■ ACTIVITY: How many lines of these entries include the string "https"? State the number alone.

>>>

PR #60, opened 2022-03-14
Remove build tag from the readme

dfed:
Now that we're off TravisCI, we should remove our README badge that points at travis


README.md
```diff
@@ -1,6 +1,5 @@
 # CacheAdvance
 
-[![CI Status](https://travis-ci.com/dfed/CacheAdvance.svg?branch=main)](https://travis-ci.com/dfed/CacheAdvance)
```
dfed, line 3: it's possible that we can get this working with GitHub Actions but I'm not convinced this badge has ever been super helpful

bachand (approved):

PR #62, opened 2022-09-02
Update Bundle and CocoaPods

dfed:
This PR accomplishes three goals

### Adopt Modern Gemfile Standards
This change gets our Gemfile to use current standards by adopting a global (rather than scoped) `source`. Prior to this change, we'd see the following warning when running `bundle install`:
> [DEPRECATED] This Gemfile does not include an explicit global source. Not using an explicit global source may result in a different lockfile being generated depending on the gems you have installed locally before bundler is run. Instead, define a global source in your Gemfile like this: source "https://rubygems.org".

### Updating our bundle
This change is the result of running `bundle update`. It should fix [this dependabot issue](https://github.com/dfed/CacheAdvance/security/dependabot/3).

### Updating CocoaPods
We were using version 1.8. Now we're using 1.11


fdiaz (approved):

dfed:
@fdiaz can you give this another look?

<<<

■ ANSWER SPACE: 3